Виктор Петрович остался один. Полная, гробовая тишина, нарушаемая лишь мерным тиканьем настенных часов в прихожей — тех самых, с маятником, которые он чинил раз в год.
Он медленно опустился на табуретку. Ноги больше не держали. Он сидел и смотрел в пустоту перед собой. Капли с тряпки продолжали падать на пол. Кап. Кап. Кап.
Он поднял голову и обвел взглядом комнату. Все было так же, как и минуту назад, и как десять, и двадцать лет назад. Но все было совершенно иным. Словно кто-то прошелся по его миру кислотой, и все краски полиняли, а знакомые предметы обрели зловещие, чужие очертания.
«Освобождай квартиру».
Эти слова висели в воздухе, как ядовитый газ. Он глубоко вдохнул и почувствовал, как в легких обжигает холодом. Он сжал влажную, холодную тряпку в руке. Это была единственная реальная вещь, за которую он мог ухватиться. А весь его мир, вся его простая, выстроенная по кирпичику жизнь, только что рухнула под напором двух молодых, здоровых, жадных до чужого жизненных сил существ.
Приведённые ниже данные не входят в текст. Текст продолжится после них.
PR #209, opened 2023-07-14
Dblatcher/is on code indicator

dblatcher:
## What does this change?

 Adds a 'Code' icon with a tooltip if the location hostName includes ".code"

## How to test

deploy to code.

Users feel able to experiment on CODE and don't get PROD and CODE mixed up

Using the hostname is easy, but in theory the project could be moved to a different set of hosts - however very unlikely the production version woudl be on a domain with ".code." in the name.

## Images (how would look on code)
Screenshot 2023-07-14 at 15 04 42


phillipbarron (approved):
Love it

PR #215, opened 2023-07-17
Added replace function for JSON edit to allow removal of properties

phillipbarron:
## What does this change?

Adds a POST endpoint which allows us to replace the content of a launched Newletter. This means we can remove properties (something not currently possible in the JSON editor as we merge edxisting state)

## How to test

Check it out, removed a property from a launched newsletter (`exampleUrl` is an option) , now update and verify the value is removed and that the item is still available from the API.

Should be Ok though we might want to consider access to this element of the app

### DIFF
--- a/apps/newsletters-api/src/app/routes/newsletters.ts
+++ b/apps/newsletters-api/src/app/routes/newsletters.ts
@@ -1,6 +1,13 @@
 import type { FastifyInstance } from 'fastify';
+import type {
+	NewsletterData,
+	NewsletterDataWithoutMeta,
+	SuccessfulStorageResponse,
+	UnsuccessfulStorageResponse,
+} from '@newsletters-nx/newsletters-data-client';
 import {
-	isPartialNewsletterData,
+	isNewsletterData,
+	isPartialNewsletterData, NewsletterStorage,
 	replaceNullWithUndefinedForUnknown,
 	transformDataToLegacyNewsletter,
 } from '@newsletters-nx/newsletters-data-client';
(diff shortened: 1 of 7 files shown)


apps/newsletters-api/src/app/routes/newsletters.ts
```diff
@@ -105,4 +107,51 @@ export function registerReadWriteNewsletterRoutes(app: FastifyInstance) {
...
+		if (isNaN(newsletterIdAsNumber)) {
+			return res.status(400).send(makeErrorResponse(`Non numeric id provided`));
+		}
+
+		replaceNullWithUndefinedForUnknown(newsletterData);
+
+		if (!isNewsletterData(newsletterData)) {
+			return res.status(400).send(makeErrorResponse(`Not a valid newsletter`));
+		}
+
```
dblatcher, line 138: I think it would be better to re-order this so we avoid unsafely casting `newsletter as NewsletterData` (I know its only a few lines before it gets validated) - if we do `replaceNukkWithUndefinedForUnknown`, then validate with `isNewsletterData`, `newsletter` will be type-safe

libs/newsletters-data-client/src/lib/newsletter-storage/InMemoryNewsletterStorage.ts
```diff
@@ -154,6 +154,28 @@ export class InMemoryNewsletterStorage implements NewsletterStorage {
...
+	async replace(
+		listId: number,
+		newsletter: NewsletterDataWithoutMeta,
+		user: UserProfile,
+	) {
+		const match = this.memory.find((item) => item.listId === listId);
+		if (!match) {
+			return Promise.resolve(this.buildNoItemError(listId));
+		}
+
```
dblatcher, line 166: There is a case for throwing an error if `newsletter.identityName !== match.identityName || newsletter.listId !== match.listId`.

libs/newsletters-data-client/src/lib/newsletter-storage/s3-newsletter-storage.ts
```diff
@@ -282,6 +281,46 @@ export class S3NewsletterStorage implements NewsletterStorage {
...
+	> {
+		const newsletterToUpdate = await this.fetchNewsletter(listId);
+		if (!newsletterToUpdate) {
+			return {
+				ok: false,
+				message: `failed to read newsletter with id ${listId}`,
+			};
+		}
+		const { identityName } = newsletterToUpdate;
+		const updatedNewsletter: NewsletterDataWithMeta = {
```
dblatcher, line 300: As with the in memory version - maybe throw an error if `newsletter.identityName !== newsletterToUpdate.identityName || newsletter.listId !== newsletterToUpdate.listId`.

apps/newsletters-api/src/app/routes/newsletters.ts
```diff
@@ -105,4 +107,51 @@ export function registerReadWriteNewsletterRoutes(app: FastifyInstance) {
...
 	});
+
+	app.post<{
+		Params: { newsletterId: string };
+		Body: unknown;
+	}>('/api/newsletters/:newsletterId', async (req, res) => {
+		const user = getUserProfile(req); //Todo: create middleware to get user profile
+		const accessDeniedError = await makeAccessDeniedApiResponse(
+			user.profile,
+			'editNewsletters',
```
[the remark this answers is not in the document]
phillipbarron: Agree - will add a ticket for this

dblatcher (approved):

PR #217, opened 2023-07-18
Dblatcher/render requests

dblatcher:
## What does this change?

 - Adds an environment variable to allow using a local version of email-rendering instead of PROD
 - new API routes to fetch demo content from email-rendering by posting `newsletterData` to it
- adds preview pages to show the demo content for a launched newsletter
- puts the preview alongside the 'edit rendering option' form so the user can see the effect of the changes

## How to test

try the new pages.

Uses better able to understand how the changes will effect the design.

Should do some user acceptance testing on CODE before merging? 

## Images

Screenshot 2023-07-19 at 12 54 46

### DIFF
--- a/apps/newsletters-api/src/app/routes/rendering-templates.ts
+++ b/apps/newsletters-api/src/app/routes/rendering-templates.ts
@@ -1,11 +1,19 @@
 import type { FastifyInstance } from 'fastify';
-import { makeErrorResponse, makeSuccessResponse } from '../responses';
+import { newsletterStore } from '../../services/storage';
+import {
+	makeErrorResponse,
+	makeSuccessResponse,
+	mapStorageFailureReasonToStatusCode,
+} from '../responses';
 
 export type RenderingTemplate = {
 	id: string;
 	status: string;
 	title: string;
 };
+
+const NEWSLETTER_RENDER_URL =
+	'http://localhost:3010/data-article/render-template';
 
 const TEMPLATES_LIST_URL =
 	'https://email-rendering.guardianapis.com/info/templates/';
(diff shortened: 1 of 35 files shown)


apps/newsletters-api/src/app/routes/rendering-templates.ts
```diff
@@ -1,14 +1,21 @@
...
 export type RenderingTemplate = {
 	id: string;
 	status: string;
 	title: string;
 };
 
-const TEMPLATES_LIST_URL =
-	'https://email-rendering.guardianapis.com/info/templates/';
+const NEWSLETTER_RENDER_URL = `${getEmailRenderingHost()}/data-article/render-template`;
+const TEMPLATES_LIST_URL = `${getEmailRenderingHost()}/info/templates/`;
```
phillipbarron, line 19: We could avoid evaluating that twice with an assign

```suggestion
const EMAIL_RENDERING_HOST = getEmailRenderingHost();
const NEWSLETTER_RENDER_URL = `${EMAIL_RENDERING_HOST}/data-article/render-template`;
const TEMPLATES_LIST_URL = `${EMAIL_RENDERING_HOST}/info/templates/`;

```

apps/newsletters-ui/src/app/components/TemplatePreview.tsx
```diff
@@ -0,0 +1,89 @@
+import RefreshIcon from '@mui/icons-material/Refresh';
```
phillipbarron, line 1: what github says :)

phillipbarron (approved):
This is really great, awesome job.

Tiny nit is that would could adfd a few pixels of padding below above the preview as it's right up against the series tag notification which looks a little busy to my eye.

love it!

dblatcher:
> Tiny nit is that would could adfd a few pixels of padding below above the preview as it's right up against the series tag notification which looks a little busy to my eye.

👍 I'm also thinking we should let this page be wider than the others - the `ContentWrapper` limits the page width to 'lg', but I could add a width prop so this page can be 'xl'.

dblatcher:
> > > Tiny nit is that would could adfd a few pixels of padding below above the preview as it's right up against the series tag notification which looks a little busy to my eye.
> > 
> > 
> > 👍 I'm also thinking we should let this page be wider than the others - the `ContentWrapper` limits the page width to 'lg', but I could add a width prop so this page can be 'xl'.
> 
> Yeah, it is a little squashed - give it a try 👍

Pushed some layout changes - I also used a MUI elevated Card instead of having the outline on the preview container

Screenshot 2023-07-20 at 10 40 14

Он просидел так, не двигаясь, очень долго. Пока за окном не стемнело окончательно, и алая герань не растворилась в наступающей ночи, став лишь черным силуэтом на фоне стекла.
***
Тишина после их ухода была не просто отсутствием звуков. Она была плотной, тяжелой, осязаемой, как вата, заткнутая в уши и забившая собой все пространство квартиры. Виктор Петрович сидел на табуретке, вцепившись пальцами в ее края, пока суставы не побелели. Казалось, если он разожмет руки, его унесет в какую-то черную, бездонную пропасть, которая уже зияла у него под ногами.
«Освобождай квартиру».
«Самый необходимый хлам».
«Папа согласен».
Эти фразы, словно отравленные стрелы, впивались в мозг, вызывая тошнотворную, физическую боль где-то в районе солнечного сплетения. Он медленно, с трудом поднялся. Ноги были ватными. Он сделал шаг, потом другой, и его взгляд упал на телефон-автомат старого образца, висевший в прихожей на стене. Желтая пластмасса, дисковый номеронабиратель. Лида выбирала его за красоту.
Он снял трубку. Палец сам нашел знакомые цифры — номер сына. Максим. Его Максимка. Тот самый, который в детстве забирался к нему на колени и слушал сказки про завод-гигант, который они строили всем миром.
Трубку взяли почти сразу.
— Алло? — голос Максима был сонным, равнодушным.
— Максим… — начал Виктор Петрович, и собственный голос показался ему чужим, хриплым. — Ты… ты знаешь?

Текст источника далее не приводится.